Sam Koritz: Actually, I posted without (relevant) comment an e-mail I had received from a former well logger. I didn’t cite it as evidence, and I’m aware that anecdotes make poor arguments.
MS: In the past year, world oil use increased 2.5 million barrels/day. This one-year increase is more than the entire current output of Iraq (1.5 million barrels/day), and almost as much as the output of Iraq in the halcyon days of the ’80s (3.5 million barrels/day). We are not close to finding an Iraq’s worth of oil every year (could this have something to do with the employment picture for geologists?). Iraq is generally assumed to contain perhaps 12% of the remaining oil on the planet. I don’t see how energy sources “have changed relatively painlessly since the dawn of the industrial age.”
SK: What I mean by “relatively painlessly” is that during the time in question the world experienced an unprecedented increase in health, wealth, liberty and longevity.

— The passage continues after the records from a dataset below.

PR #1548, opened 2025-07-02
Add support for full IPv6 networking

nuhakala:
This PR adds proper support for full IPv6 networking. Works only with kind cluster.

- Fix and complement some environment variables
- Fix kind-cluster IPv6 networking
- Fix kind-cluster registry configuration

### Testing

Here are short steps to test this yourself:

1. Build iPXE image builder with IPv6 support and with correct name (or rename after building). By default the builder is named after the address it is hosted at.
2. Build iPXE with IPv6 support.
3. The Docker engine depends on containerd 1.7. To configure image registries using an IPv6 address, containerd version **2.0 or later** is required. You can download the correct containerd binary and replace the existing one under `/usr/local/bin`.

MS: After the deforestation of Europe (just after the time of Malthus, incidentally), coal was first mined and then oil and gas were drilled and pumped. Where’s the change? The so-called ‘production’ of coal, oil, and gas continues faster than ever (for now!). I’ve assembled a bunch of graphs and data on oil production and reserves, and the current status and prospects for alternative energy sources (hydrogen is not an energy source) here [PowerPoint] or here [pdf file].
SK: Where’s the change? The change is in the types and amounts of fuel used since the dawn of the industrial age. As your “World Primary Energy Mix” chart shows, oil was not used as fuel in significant quantities a century ago, but by the late 20th century it had surpassed coal (which had previously surpassed biomass) as the most-used fuel source. It’s true that worldwide coal production has increased in an absolute sense but it has declined on a per capita basis, and large, modern nations have reduced coal consumption on an absolute basis, while increasing per capita wealth. For example, according to the British government’s 2001 document, “Trends in coal production and consumption“: “Coal consumption in the UK has declined at an average annual rate of 3 per cent from its peak in 1956.”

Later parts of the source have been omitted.